Entries shown:
»»

PR #4076, opened 2023-11-01
Panharmonicon: improve filtering of cause for complex trigger

### LINKED ISSUE #4109: NPE when Esix tries to replace token with TDFC backside
```
 java.lang.NullPointerException: Cannot invoke "forge.game.card.CardState.getName()" because "source" is null
	at forge.game.card.CardState.copyFrom(CardState.java:570)
	at forge.game.card.CardState.copyFrom(CardState.java:566)
	at forge.game.card.CardUtil.getLKICopy(CardUtil.java:213)
	at forge.game.card.CardUtil.getLKICopy(CardUtil.java:171)
	at forge.game.ability.effects.TokenEffectBase.makeTokenTable(TokenEffectBase.java:160)
	at forge.game.ability.effects.TokenEffectBase.makeTokenTable(TokenEffectBase.java:75)
	at forge.game.ability.effects.TokenEffect.resolve(TokenEffect.java:126)
```

@Hanmac 
the problem is it skips the transformed state
should I just try adding ReplaceToken API here?

https://github.com/Card-Forge/forge/blob/3a879c35d23d7614e1ee7342954448e6daccb8bd/forge-game/src/main/java/forge/game/card/CardFactory.java#L749

tool4ever:
Judges seemed pretty sure:
https://www.reddit.com/r/askajudge/comments/17lmope/can_naban_dean_of_iteration_double_a_trigger_with/

Closes #4109

### DIFF
--- a/forge-game/src/main/java/forge/game/card/CardFactory.java
+++ b/forge-game/src/main/java/forge/game/card/CardFactory.java
@@ -746,7 +746,8 @@ public class CardFactory {
             result.put(CardStateName.Adventure, ret2);
         } else if (in.isTransformable() && sa instanceof SpellAbility && (
                 ApiType.CopyPermanent.equals(((SpellAbility)sa).getApi()) ||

««

Your goal:
Where does the word "CardUtil" appear in the material above? Copy every line that holds it.

Answer to the exercise:
	at forge.game.card.CardUtil.getLKICopy(CardUtil.java:213)
	at forge.game.card.CardUtil.getLKICopy(CardUtil.java:171)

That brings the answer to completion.